Regulation of BMP signaling by the BMP1/TLD-related metalloprotease, SpAN.

We have used the Xenopus embryo as a test system for analyzing the activity of SpAN, a sea urchin metalloprotease in the astacin family containing BMP1 and tolloid. Embryos expressing SpAN initiated gastrulation on a time scale indistinguishable from controls, but invagination of the vegetal pole was subsequently delayed by several hours. At tailbud stages the most severely affected embryos were completely ventralized, lacking all dorsal structures. Molecular analysis of injected embryos, using probes for both dorsal (xgsc and xnot) and ventral (xhox3 and xwnt8) mesoderm, indicates that SpAN ventralizes dorsal mesoderm during gastrula stages.
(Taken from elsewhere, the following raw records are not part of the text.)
PR #651, opened 2019-05-29
Update Vishraam Settings name

tarunsingh5:
updated the settings name for vishraams to say BaniDB living

### DIFF
--- a/www/js/settings.json
+++ b/www/js/settings.json
@@ -124,7 +124,7 @@
             "options": {
               "sttm2": "STTM 2",
               "igurbani": "iGurbani",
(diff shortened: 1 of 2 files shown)


www/js/settings.json
```diff
@@ -124,7 +124,7 @@
             "options": {
               "sttm2": "STTM 2",
               "igurbani": "iGurbani",
-              "sttm": "STTM Living"
+              "sttm": "BaniDB Living"
```
tsingh777: Needs to be updated to `HELP.md` as well

tarunsingh5: done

These results mirror those previously obtained with BMP4, suggesting that SpAN may enhance the activity of this ventralizing factor. Consistent with this suggestion, we have shown that SpAN blocks the dorsalizing activity of noggin and chordin, two inhibitory binding proteins for BMP4, but not that of a dominant-negative receptor for BMP4. In contrast, a dominant-negative SpAN, in which the metalloprotease domain has been deleted, dorsalizes ventral mesoderm, a phenotype that can be rescued by coexpressing either SpAN or XBMP1. This suggests that SpAN is mimicking a Xenopus metalloprotease responsible for regulating the activity of Xenopus BMPs during gastrulation. Moreover, our results raise the possibility that SpAN may function to facilitate BMP signaling in early sea urchin embryos.